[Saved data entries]
PR #16661, opened 2024-12-27
CAMEL-21484: mp-config should not be loadable as it has overhead at r…

davsclaus:
…untime

# Description

# Target

# Tracking

### DIFF
--- a/components/camel-microprofile/camel-microprofile-config/src/main/java/org/apache/camel/component/microprofile/config/CamelMicroProfilePropertiesSource.java
+++ b/components/camel-microprofile/camel-microprofile-config/src/main/java/org/apache/camel/component/microprofile/config/CamelMicroProfilePropertiesSource.java
@@ -16,42 +16,16 @@
  */
 package org.apache.camel.component.microprofile.config;
 
-import java.util.Collections;
-import java.util.List;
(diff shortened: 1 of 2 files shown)


gansheer (approved):

Paul-Blanchaert:
@davsclaus 
I believe we still require the method isValidForActiveProfiles(String name). This filters the "active" properties for the selected runtime profile(s). That might be the reason why the "loadable" was chosen in the first place.
[CAMEL-21480](https://issues.apache.org/jira/browse/CAMEL-21480) is expected to enhance this isValidForActiveProfiles(String name) method to support for multiple profiles.

Paul-Blanchaert:
On 2nd thought: probably that CAMEL-21480 is probably also sorted by using the service as it delegates that function to the service...

oscerd (approved):

oscerd (approved):

jamesnetherton:
> I believe we still require the method isValidForActiveProfiles(String name). This filters the "active" properties for the selected runtime profile(s

I don't think that's needed with this change. If we're just resolving properties at runtime via `ConfigProvider`, then it'll factor in whatever active profiles are enabled.

jamesnetherton (approved):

About this exercise: The answer must consist of each line in the entries above that includes "components".

Result for this task:
--- a/components/camel-microprofile/camel-microprofile-config/src/main/java/org/apache/camel/component/microprofile/config/CamelMicroProfilePropertiesSource.java
+++ b/components/camel-microprofile/camel-microprofile-config/src/main/java/org/apache/camel/component/microprofile/config/CamelMicroProfilePropertiesSource.java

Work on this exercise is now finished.